We are told that everything. God makes is good. But it is only us, human beings, who are made in the image of the God who makes things; in the image of the God who gives life to everything that lives,  and who then tells us to be fruitful and multiply and fill the earth. It is as if God is saying to us who are made in his image: Just as I give life so you too must give life. I am the life-giver and because I have made you in my image - in the image of the life-giver - you will be who you are supposed to be if you too are a giver of life - and the opposite of course is also true: you will not be who you are supposed to be, who God created you to be, if you are a taker or life, a destroyer, or someone who diminishes and damages the life of another. This is the solid ground, the conviction and the belief, that can anchor us and enable us to keep on the right track as we try to become the best, most decent human beings we can be.

Our LifeLink agencies exist in order to help us, as people who in one way or another are part of the life and mission of the Catholic Church, be givers of life, especially to those whose own experience of life is so much less than it could be or should be. There are so many people whose experience of life is marked by despair rather than by hope, by loneliness rather than by friendship, by rejection and abandonment rather than by love and acceptance.

Every time we do something which lifts a person up, which gives their life meaning, which brings a smile to their face and joy to their heart, we are being life-givers and we are being true to the plan God had for us in giving us the gift of life in the first place. There simply is no better way to be faithful to our deepest God-given identity as human beings and then for the majority of us as Christians, than to be generous with our time, with our talents, and with all the good things we have and enjoy, to enrich the lives of others.

In the end, it really is as simple as deciding each day to be on the lookout for ways in which we can do something good for someone else. And one of the ways - not the only way but one of the ways - we can decide to do this is to provide whatever help we can to those who are already doing it and who perhaps are doing it full-time either as volunteers or as Church workers. Many of these people are involved in our LifeLink Agencies and they need our encouragement and our support.

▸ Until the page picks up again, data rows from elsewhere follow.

PR #4025, opened 2025-09-17
chore: Reduce size of store prefixes

### LINKED ISSUE #4024: Use full cid in blockstore keys
The blockstore keys currently use only the hash of the cid. This means that future versions of defra would have no information allowing them to recompute the cid of a given block for cid verification.

We should instead store the full cid (version+codec+hash).

### LINKED ISSUE #4026: Reduce size of store prefixes
We currently have human readable store prefixes and that is not needed internally. We can add a function to make them human readable when needed.

fredcarle:
## Relevant issue(s)

Resolves #4026 

## Description

~~This PR changes the blockstore keys to use the full cid information (version+codec+hash instead of only hash). It also uses raw bytes instead of a base32 encoded string which reduces storage overhead.~~

This PR no only focuses on reducing the size of the store prefixes. The blockstore portion won't be needed shortly as Andy is moving it outside of Defra. This PR will wait for that change to happen before getting merged.

Using raw bytes has the drawback of being difficult to use for debugging. A `HumanReadableKey` function was added and used with `printStore`.

## Tasks

## How has this been tested?

make test

- MacOS

### DIFF
--- a/internal/datastore/blockstore.go
+++ b/internal/datastore/blockstore.go
@@ -46,11 +46,15 @@ func (bs *bstore) AsIPLDStorage() IPLDStorage {
 
 const (
 	objectMarker       = byte(0xff)
-	toMergeIndexPrefix = "m"
+	toMergeIndexPrefix = byte('m')
 )
 
-func newToMergeKey(cid string) []byte {
-	return []byte(toMergeIndexPrefix + cid)
+func newToMergeKey(cid []byte) []byte {
+	l := len(cid)
+	key := make([]byte, l+1)
+	copy(key[1:], cid)
+	key[0] = toMergeIndexPrefix
+	return key
 }
 
 func (bs *bstore) IsMerged(ctx context.Context, cid cid.Cid) (bool, error) {
@@ -61,7 +65,7 @@ func (bs *bstore) IsMerged(ctx context.Context, cid cid.Cid) (bool, error) {
 	if !hasBlock {
 		return false, nil
 	}
-	notMerged, err := bs.store.Has(ctx, newToMergeKey(cid.String()))
+	notMerged, err := bs.store.Has(ctx, newToMergeKey(cid.Bytes()))
 	if err != nil {
 		return false, err
 	}
@@ -69,7 +73,7 @@ func (bs *bstore) IsMerged(ctx context.Context, cid cid.Cid) (bool, error) {
 }
 
 func (bs *bstore) MarkAsMerged(ctx context.Context, cid cid.Cid) error {
-	return bs.store.Delete(ctx, newToMergeKey(cid.String()))
+	return bs.store.Delete(ctx, newToMergeKey(cid.Bytes()))
 }
 
 type p2pBlockStore struct {
@@ -85,7 +89,7 @@ func (bs *p2pBlockStore) Put(ctx context.Context, block blocks.Block) error {
 	if err == nil && exists {
 		return nil // already stored.
 	}
-	err = bs.store.Set(ctx, newToMergeKey(string(key)), []byte{objectMarker})
+	err = bs.store.Set(ctx, newToMergeKey(key), []byte{objectMarker})
 	if err != nil {
 		return err
 	}
@@ -99,7 +103,7 @@ func (bs *p2pBlockStore) PutMany(ctx context.Context, blocks []blocks.Block) err
 		if err == nil && exists {
 			continue
 		}
-		err = bs.store.Set(ctx, newToMergeKey(string(key)), []byte{objectMarker})
+		err = bs.store.Set(ctx, newToMergeKey(key), []byte{objectMarker})
 		if err != nil {
 			return err
 		}
--- a/internal/datastore/blockstore.go
+++ b/internal/datastore/blockstore.go
@@ -46,11 +46,11 @@ func (bs *bstore) AsIPLDStorage() IPLDStorage {
 
 const (
 	objectMarker       = byte(0xff)
-	toMergeIndexPrefix = "/tm"
+	toMergeIndexPrefix = "m"
 )
 
 func newToMergeKey(cid string) []byte {
-	return []byte(toMergeIndexPrefix + "/" + cid)
+	return []byte(toMergeIndexPrefix + cid)
 }
 
 func (bs *bstore) IsMerged(ctx context.Context, cid cid.Cid) (bool, error) {
@@ -85,7 +85,7 @@ func (bs *p2pBlockStore) Put(ctx context.Context, block blocks.Block) error {
 	if err == nil && exists {
 		return nil // already stored.
 	}
-	err = bs.store.Set(ctx, newToMergeKey(block.Cid().String()), []byte{objectMarker})
+	err = bs.store.Set(ctx, newToMergeKey(string(key)), []byte{objectMarker})
 	if err != nil {
 		return err
 	}
@@ -99,7 +99,7 @@ func (bs *p2pBlockStore) PutMany(ctx context.Context, blocks []blocks.Block) err
 		if err == nil && exists {
 			continue
 		}
-		err = bs.store.Set(ctx, newToMergeKey(b.Cid().String()), []byte{objectMarker})
+		err = bs.store.Set(ctx, newToMergeKey(string(key)), []byte{objectMarker})
 		if err != nil {
 			return err
 		}
--- a/internal/datastore/blockstore.go
+++ b/internal/datastore/blockstore.go
@@ -89,7 +89,7 @@ func (bs *p2pBlockStore) Put(ctx context.Context, block blocks.Block) error {
 	if err == nil && exists {
 		return nil // already stored.
 	}
-	err = bs.store.Set(ctx, newToMergeKey(key), []byte{objectMarker})
+	err = bs.store.Set(ctx, newToMergeKey(block.Cid().Bytes()), []byte{objectMarker})
 	if err != nil {
 		return err
 	}
@@ -103,7 +103,7 @@ func (bs *p2pBlockStore) PutMany(ctx context.Context, blocks []blocks.Block) err
 		if err == nil && exists {
 			continue
 		}
-		err = bs.store.Set(ctx, newToMergeKey(key), []byte{objectMarker})
+		err = bs.store.Set(ctx, newToMergeKey(b.Cid().Bytes()), []byte{objectMarker})
 		if err != nil {
 			return err
 		}
--- a/internal/datastore/multi_test.go
+++ b/internal/datastore/multi_test.go
@@ -1,0 +1,96 @@
+// Copyright 20225Democratized Data Foundation
+//
+// Use of this software is governed by the Business Source License
+// included in the file licenses/BSL.txt.
+//
+// As of the Change Date specified in that file, in accordance with
+// the Business Source License, use of this software will be governed
+// by the Apache License, Version 2.0, included in the file
+// licenses/APL.txt.
+
+package datastore
+
+import (
+	"context"
+	"strings"
+	"testing"
+
+	blocks "github.com/ipfs/go-block-format"
+	"github.com/stretchr/testify/require"
+
+	"github.com/sourcenetwork/corekv"
+	"github.com/sourcenetwork/corekv/memory"
+)
+
+func TestMultistore_HumanReadableKeys_ShouldSucceed(t *testing.T) {
+	ctx := context.Background()
+	rootstore := memory.NewDatastore(ctx)
+
+	ms := NewMultistore(rootstore)
+
+	err := ms.Blockstore().Put(ctx, blocks.NewBlock([]byte("123")))
+	require.NoError(t, err)
+	err = P2PBlockstoreFrom(rootstore).Put(ctx, blocks.NewBlock([]byte("1234")))
+	require.NoError(t, err)
+	err = ms.Datastore().Set(ctx, []byte("/123"), []byte("123"))
+	require.NoError(t, err)
+	err = ms.Encstore().Put(ctx, blocks.NewBlock([]byte("123")))
+	require.NoError(t, err)
+	err = ms.Headstore().Set(ctx, []byte("/123"), []byte("123"))
+	require.NoError(t, err)
+	err = ms.Peerstore().Set(ctx, []byte("/123"), []byte("123"))
+	require.NoError(t, err)
+	err = ms.Systemstore().Set(ctx, []byte("/123"), []byte("123"))
+	require.NoError(t, err)
+
+	iter, err := rootstore.Iterator(ctx, corekv.IterOptions{KeysOnly: true})
+	require.NoError(t, err)
+
+	expectedKVs := []struct {
+		key string
+	}{
+		{
+			key: "blocks/",
+		},
+		{
+			key: "blocks/",
+		},
+		{
+			key: "blocks/to_merge/",
+		},
+		{
+			key: "data/",
+		},
+		{
+			key: "encryption",
+		},
+		{
+			key: "heads/",
+		},
+		{
+			key: "peers/",
+		},
+		{
+			key: "system/",
+		},
+	}
+
+	expectedIndex := 0
+	for {
+		hasNext, err := iter.Next()
+		require.NoError(t, err)
+
+		if !hasNext {
+			break
+		}
+
+		key, err := HumanReadableKey(iter.Key())
+		require.NoError(t, err)
+
+		require.True(t, strings.HasPrefix(key, expectedKVs[expectedIndex].key), key, expectedKVs[expectedIndex].key)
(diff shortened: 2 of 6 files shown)


internal/datastore/blockstore.go
```diff
@@ -45,6 +44,22 @@ import (
 // respective substores don't need to optimize or worry about Batching/Txn.
 // Hence the simplified ReaderWriter.
 
+func newCIDKeyBytes(c cid.Cid) ([]byte, error) {
+	sep := []byte("/")
```
AndrewSisley: question: Why bother?  Why not drop the `"/"` completely?

If you are worried about human readability you can just add the `"/"` when dumping, no need to waste bytes and code storing it.

internal/datastore/blockstore.go
```diff
@@ -45,6 +44,22 @@ import (
...
+	b := make([]byte, 0, c.ByteLen()+len(sep))
+	buf := bytes.NewBuffer(b)
+	_, err := buf.Write(sep)
```
getify: in what circumstance would this fail? and how would that be different from the `WriteBytes()` call a few lines later?

internal/datastore/blockstore.go
```diff
@@ -107,26 +126,32 @@ func (bs *bstore) Get(ctx context.Context, k cid.Cid) (blocks.Block, error) {
...
 func (bs *bstore) PutMany(ctx context.Context, blocks []blocks.Block) error {
 	for _, b := range blocks {
-		k := dshelp.MultihashToDsKey(b.Cid().Hash())
-		exists, err := bs.store.Has(ctx, k.Bytes())
+		key, err := newCIDKeyBytes(b.Cid())
+		if err != nil {
+			return err
+		}
+
+		exists, err := bs.store.Has(ctx, key)
```
getify: this code seems the same as in `Put()`... should it be in a separate internal helper method?

moreover, it's duplicative of the internals of the public `Has()` so is it possible that the public method could be reused by `Put()` and `PutMany()`?

internal/datastore/blockstore.go
AndrewSisley: It can't fail.  The `err` return param is a compatibility thing so that `buffer.Buffer` satisfies an interface (maybe in the `io` std lib package, I cant remember).

Generally in defra we just handle the impossible error as it looks nicer than a `//nolint` comment that would be needed to avoid our linter from freaking out due to the unhandled error.  Handling it also requires less thought, both from reader and writer, as long as it isnt propagated and the calling func returns non-nil errors anyway.

Although, this particular function can never return an error, and so we are propogating this smell to a fair few more places - if we keep this function, which I don't want to (depending on Fred's justification for it), then a couple of `//nolint`s might be better than having `newCIDKeyBytes` return an always nil error param.

internal/datastore/blockstore.go
fredcarle: It's our prefix separator. We use that with every key.

internal/datastore/blockstore.go
fredcarle: It's not the same. Note what happens when `exists` is true.

internal/datastore/blockstore.go
AndrewSisley: We dont need to, especially not for the blockstore, where every key is a single value

AndrewSisley: Upgrading this discussion point to a todo, as I don't think the answer is a good enough justification for this.  As well as wasting resources and dev time, this also impacts anything else using the blockstore (such as lens), forcing the smell downstream.

AndrewSisley (dismissed):
I don't think keeping the `"/"` prefix is justified based on the answer received

internal/datastore/blockstore.go
getify: if the code doesn't have a way to semantically describe "an error can't actually happen here", and the linter would complain without the subsequent dummy `if` statement (or muting the linter), would there be a code readability benefit to some other approach that makes it more clear (e.g., a code comment explaining the same)?

----

I'm nitpicking here, for sure, as I'm not at all familiar enough with our codebase -OR- with the go language, to understand the various pros/cons of available idioms, but... as an exercise in my learning (since I was asked to code review) I am just "thinking outloud" if there's some approach that better balances code readability (to those who aren't in possession of the tribal knowledge *you all* have!).

For example....

```go
_, _ := SomeOperationWithImpossibleErrors()
```

Does that work? Is that possible to tell go, "hey, run this side effecting procedure, which always works without failure, and ignore the type-implied error that could (but won't) come back"?

If that's NOT possible, can you instead do something like:

```go
_, err := SomeOperationWithImpossibleErrors()
AssertNoError(err)
```

That `AssertNoError()` util would basically be a no-op, where it has an `if` statement (to satisfy the linter), but everybody knows it'll never run, by virtue of how the utility is named, and it would consistently be used in all places where this "error is impossible, so we're just no-op squashing it" happens, as a better more descriptive idiom.

And if neither of those could work, would it be too burdensome to do something like:

```go
_, err := SomeOperationWithImpossibleErrors()
if err != nil {
   panic("We should never get here", err)
}
```

IOW, I would prefer we weren't doing things that were known dead-code idioms and just relying on the fact that everyone just knows that intrinsically without the code giving any hints to the same. And to your point, by putting it into the return value, it's propagating that confusion outward, which makes it worse.

internal/datastore/blockstore.go
getify: hmmm... I am missing it I guess.

I see this code:

```go
key, err := newCIDKeyBytes(b.Cid())
if err != nil {
	return err
}

exists, err := bs.store.Has(ctx, key)
```

And I think I see that same code in both functions. Do I not?

getify: Moreover, the `Has()` function has:

```go
func (bs *bstore) Has(ctx context.Context, k cid.Cid) (bool, error) {
	key, err := newCIDKeyBytes(k)
	if err != nil {
		return false, err
	}
	return bs.store.Has(ctx, key)
}
```

That looks the same to me as the same snippet in both `Put()` and `PutMany()`?

fredcarle: `newCIDKeyBytes` will be removed so for context I'm answering this as if if was still going to exist.

We need `key, err := newCIDKeyBytes(k)` for the `Set` operation bellow regardless. So whether we use the `bs.store.Has` or `bstore.Has` method doesn't change much but if we used the `bstore.Has` version it would call `newCIDKeyBytes` twice for no added benefit.

Also, we can't just use the internals of `Put` in `PutMany` as what happens on `if exists` is different. One `continues` and the other `returns`.

internal/datastore/blockstore.go
fredcarle:
```go
_, _ := SomeOperationWithImpossibleErrors()
```
This works. In general it's better to handle possible errors in case the assumptions we've held about the inputs not causing errors become no longer valid. If we are certain that this will never be the case, there is nothing stopping us from using the above.

getify: does Go (and the linter) treat these two the same?

```go
_, _ := SomeOperationWithImpossibleErrors()
```

```go
SomeOperationWithImpossibleErrors()
```

If so, I'm not sure which of the two of those better communicates that you're intentionally ignoring errors (ostensibly because they cannot happen), but my *instinct* is that the former is a little better (even if more verbose) than the latter.

internal/datastore/blockstore.go
getify: but I was wondering -- sketching here, please bear with my rudimentary attempts at writing go code -- if a helper like this could be useful:

```go
func bikeshedMyName(ctx context.Context, k cid.Cid) (bool, []byte, error) {
   key, err := newCIDKeyBytes(k)
   if err != nil {
      return false, nil, err
   }
   exists, err := bs.store.Has(ctx, key)
   if err != null {
      return false, key, err
   }
   return exists, key, nil
}
```

And then it would be used in `Put()`, `PutMany()`, and `Has()`, like this:

```go
func (bs *bstore) Put(ctx context.Context, block blocks.Block) error {
   exists, key, err := bikeshedMyName(ctx, block.Cid())
   if err != nil {
      return err
   }
   if exists {
      return nil
   }
   return bs.store.Set(ctx, key, block.RawData())
}
```

```go
func (bs *bstore) PutMany(ctx context.Context, blocks []blocks.Block) error {
   for _, b := range blocks {
      exists, key, err := bikeshedMyName(ctx, b.Cid())
      if err != nil {
         return err
      }
      if exists {
         continue
      }
      err = bs.store.Set(ctx, key, b.RawData())
      if err != nil {
         return err
      }
   }
   return nil
}
```

```go
func (bs *bstore) Has(ctx context.Context, k cid.Cid) (bool, error) {
   exists, key, err := bikeshedMyName(ctx, k)
   if err != nil {
      return false, err
   }
   return exists, nil
}
```

---

Now, this helper abstraction may very well *not be worth it*, I'm not experienced enough here to judge. If so, happy to move on.

But I was mostly just asking to exercise my understanding of go code and of our code base. I *am* curious if the above sketch would/could work, separately from whether you think it *should* be done?

AndrewSisley: It would work, and I would be fairly against doing it :grin: 

The `bs.store.Has` call is an optional optimisation in `Put` and `PutMany` - they shouldn't be forced to use it, and it shouldnt be hidden from anyone reading those functions.  I'd see `bikeshedMyName` as unhelpful coupling and abstraction.

internal/datastore/blockstore.go
fredcarle: They are treated differently. With `_, _` we've technically handled the error. We made a deliberate choice to discard it. With the other one its not clear if it was forgotten or done on purpose.

internal/datastore/blockstore.go
fredcarle: > I'd see bikeshedMyName as unhelpful coupling and abstraction.

Same :)

getify: My apologies for prolonging a point that it seems you all are ready to move on from.

My question was triggered by the fact that this snippet of code (using `newCIDKeyBytes()` and `bs.store.Has()`, and the associated `if` conditionals) is essentially repeated 3 times (in `Has()`, `Put()`, and `PutMany()`) all in the same file, and that seems to match the typical best-practice guideline coined by [Martin Fowler (et al), as "Rule of Three"](https://en.wikipedia.org/wiki/Rule_of_three_(computer_programming)).

Again, I'm not raising a blockage to insist on us making this change, but trying to use this as a learning opportunity for myself. To that point, I don't understand these bits of your reply:

> The bs.store.Has call is an optional optimisation in `Put` and `PutMany`

"Optional" meaning what? If the optimization is helpful and important (as the code comment suggests it is), and it deserves to be in the code, then it's good to be there, and not really "optional" in the most strict sense. In general/basic terms, all optimizations are "optional", but... if they're important, then they *should* be there.

The inverse also holds... if these optimizations aren't that important (and are thus truly "optional") should they be removed? If they're not helping much, they might be worse being left there (larger code size, more code to learn by new team members, more code to maintain, etc).

> they shouldn't be forced to use it

I don't know what "forced" means in this case? They're "forced" to use it if the code is there, and they're not "forced" to do it if the code is removed or commented out. At present, they're "forced" to use it since the code is there.

> it shouldnt be hidden from anyone reading those functions

It's not "hidden" by any reasonable definition of that word that I can muster. The helper is right there next to the functions being used, AND I'd advocate that the name of the helper (to be bikeshedded) should in fact describe what it's doing, which in this case means it should indicate in some way that it's doing this cheaper "has" lookup.

Abstractions (like functions) which are named well, don't "hide" things, they separate concerns so they can be reasoned about in smaller chunks.

> coupling and abstraction.

If you don't mind, would you elaborate on what "coupling" you're concerned with? In all three functions `Put()`, `PutMany()`, and `Has()`, they all do the `newCIDKeyBytes()` and `bs.store.Has()` calls together, along with the surrounding `if` conditionals. In that sense, those two operations are already "coupled", so I don't think factoring out to a private helper changes that.

> unhelpful

I certainly trust and defer to your subjective judgement call here. I'm just trying to learn what design perspectives here inform that, so that I am better prepared to make similar subjective judgements going forward. :)

AndrewSisley: > "Optional" meaning what? 

I think of calling `Has` as optional for two main reasons:

1. It is an un-benchmarked guess made by the original author that this *might* improve performance.  It probably doesn't.  If it would have improved performance, it doesn't belong here, and would have or should have been added to the underlying store `Set` functions.  

It is for this reason you will not find this `Has` call in the `corekv` stores.  Even within that library, I see this as something that belongs a layer lower (unless we have to work around the 3rd party libs for practical reasons) - if it made sense for `badger` to perform a `Has` call before inserting data, they probably would have, if not, there are probably reasons we haven't thought of yet that could even necessitate the removal of the `Has` calls here, regardless of performance.

TLDR: I dislike it regardless, but removing it is probably out of scope of this PR, and I doubt Fred wanted to think about it right now :)

2. I see no reason for it to be the same across all three functions.  Even if right now, the `Has` is beneficial for all three, maybe in the future we find a way of optimising one of the three that does not require `Has`.

e.g. (and this is really just an example) if `corekv` were to in the future expose `HasAll` and `SetAll` functions, we may find that it is much more performant for `PutAll` to use those instead of looping through and calling `Has` and `Set`.

Obscuring the `Has` call in `bikeshedMyName`, and binding the three functions together with it makes this harder to spot, and harder to implement than if the `Has` call was inline as it is now.  

This is in contrast to `newCIDKeyBytes` which I see as mandatory - the behaviour *must* be the same across all three functions, otherwise they will not work.

My view is somewhat coloured by my past experiences, where I have managed to do a lot of very useful simplification and performance work by *unrefactoring* code that really should not have been tangled up in well meaning but unhelpful abstractions - to the extent that unrefactoring basically became my default approach when dealing with spagettified or unperformant code.  

In my experience, there are far worse code crimes than code duplication, and overly aggressive abstraction is one of the most common causes of it.

Other developers may have had other experiences that push them in different directions, and they probably have valid reasons for that.

getify: thank you @AndrewSisley!

AndrewSisley: Thank you @getify  - I like talking about this kind of thing :grin:  Hopefully Fred doesnt mind that we are doing it in his PR - if the conversation continues we should really pull it out into a discord thread (I should really have done that instead of replying here...).

fredcarle: > If it would have improved performance, it doesn't belong here, and would have or should have been added to the underlying store Set functions.

I don't fully agree with this. The underlying `Set` function should just worry about "setting" the value for the provided key. It shouldn't behave any differently if the key already exists. For the blockstore however, if a key already exists, it doesn't make sense to waste CPU cycles on writing the bytes to storage once more as they would be the exact same bytes. And if the block is large, it would make a sizeable difference on performance. No need to benchmark this to know that there would be an impact proportional to the size of the data written. This is why this optimization has been added to `Put` and `PutMany` blockstore level functions and not to the lower level corekv.

AndrewSisley: > corekv Set with Has

Ah true, corekv cant assume a key can only ever have one valid value in the same way the blockstore can :)

> No need to benchmark 

I still disagree with you :)  We are slowing down the normal/happy path with an extra io operation.  It probably speeds up an unhappy path if we try and write the same value multiple times.  We have not measured how frequently either of those paths are taken (if the unhappy path is never hit, `Has` is detrimental to performance), and we have not measured the gain/loss per path with the `Has` in/out.  We also have not checked when those paths are taken, and decided how much we care about them (e.g. if it is detrimental to user-time, we may wish to take the throughput hit and remove `Has` even if overall it reduces CPU-time/system-throughput).

shahzadlone (approved):
I am happy with the changes although I know there are some on going discussions for further size reduction.

Should this really be `chore` instead of `refac`?

fredcarle:
> I am happy with the changes although I know there are some on going discussions for further size reduction.

The discussion has been resolved :) It's fully reduced now.

> Should this really be `chore` instead of `refac`?

Probably. The initial intent of this PR was a chore. It evolved into a refactor.

internal/datastore/blockstore.go
fredcarle: Done

internal/datastore/multi_test.go
```diff
@@ -0,0 +1,96 @@
...
+	"testing"
+
+	blocks "github.com/ipfs/go-block-format"
+	"github.com/stretchr/testify/require"
+
+	"github.com/sourcenetwork/corekv"
+	"github.com/sourcenetwork/corekv/memory"
+)
+
+func TestMultistore_HumanReadableKeys_ShouldSucceed(t *testing.T) {
```
islamaliev, line 25: praise: thanks for the tests

islamaliev (approved):
LGMT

If today each group of you who are here from one of our Catholic schools here in the Archdiocese of Perth can put your heads together and, first of all, make a commitment to doing something to raise money for LifeLink and then share your energy and creativity in coming up with activities and projects that will encourage other people to get involved, then you will be living out the identity that God gave you when he gave you the gift of life and planted deep within you the identity of being a life giver in the image of God, who is the great life giver.

This, of course, is exactly one of the things for which our so far one and only canonised saint, St Mary of the Cross Mackillop, is remembered - her famous saying – never see a need without doing something about it. For us to be like this, for us to be real life-givers to those in need - we need to have eyes that are open to seeing the needs around us; ears that are open to hearing the cries of God’s needy people: and hearts that are big enough for those in need to find a place in our lives.

This is my hope for all of you today; this is the source of my gratitude and admiration for all those who since LifeLink’s beginnings have been people with open eyas and ears and great big hearts; this is my prayer for the future of our Catholic schools, our Catholic Church here in WA, and our wider society.

And so, to bring this to a conclusion I ask you to enthusiastically support my LifeLink Day initiative and help raise a minimum of $120,000 for people in need in the community this year.

I officially launch LifeLink Day 2024 for secondary schools and extend to you this Blessing.

My best wishes and thanks to the principals, teachers and students throughout the Archdiocese, as you embark on your LifeLink Day”.

Let’s all be life-givers: this is what God has made us to be!